Benchmark Analyses

Since Cytomulate is open source, we also would like to share our pipelines for obtaining the benchmark results in our paper. Here, we write a brief tutorial on how to use the codes and how to benefit from it!

Downloading Source Codes

We released our source codes as a GitHub release, which is linked here. All you will have to do is the following:

Download the benchmark.zip under the “Assets” tab.
Decompress the folder with the software available for your OS and access the contents.

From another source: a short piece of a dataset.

PR #12239, opened 2026-07-17
Namespace suspend RAFT states

dirkkul:
### What's being changed:

Namespaces have a two-state lifecycle today: active or deleting. This PR adds suspended + resuming as additional states and wires them up. No endpoint can set them yet — that follows in a future PR.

While we provided documentation in the form of comments in the files themselves, here we would like to point out a few more things that may be helpful in your Cytomulate journey.

Dependencies

To run the codes, you will need the following softwares installed on your system:

Python with Cytomulate (You can download the source codes on the same page or use Cytomulate v0.2.0 release if you prefer.)
R installation with all the packages listed in the library() calls.

Datasets

You will also have to download the necessary datasets used in our paper. All the accession methods and their availablility is in the XXX section of our paper!

Codes and Functionalities

In this section, we explain each part of the code (sorted in directories) and what they do in accordance with our paper’s analyses.

Note

The FileIO class and the KLdivergence function are included in multiple Python scripts for convenience purposes only. In reality, it is okay to write a separate module to house these! In fact, the FileIO class is now part of PyCytoData, which makes life easier.

Directory: batch

This directory contains codes used to benchmark batch correction methods as shown in the Comparing Batch Normalization Methods using Cytomulate section. The data_gen.py generates datasets with multiple batches using the complex simulation functionalities of Cytomulate; then, batch_correction.R performs batch correction. Finally, benchmark.py computes the benchmarks as shown in paper.

Directory: clustering

This directory contains codes used to benchmark clustering methods as shown in the Validating Clustering Performance using Cytomulate The overall structure is similar to that of batch correction codes with the exception of clustering.R which performs clustering rather than batch correction and benchmark.py which uses a different metric.

Directory: masking

These codes are used to randomly mask cells in the Levine_32dim dataset to assess the performance of all of the methods. The data_gen.py generates the masked cell types and datasets, whereas the compute_kl.py computes the KL benchmark each method as presented in Fig. 5 of our paper. These results are presented in the Cytomulate is robust against cell-type resolution secion.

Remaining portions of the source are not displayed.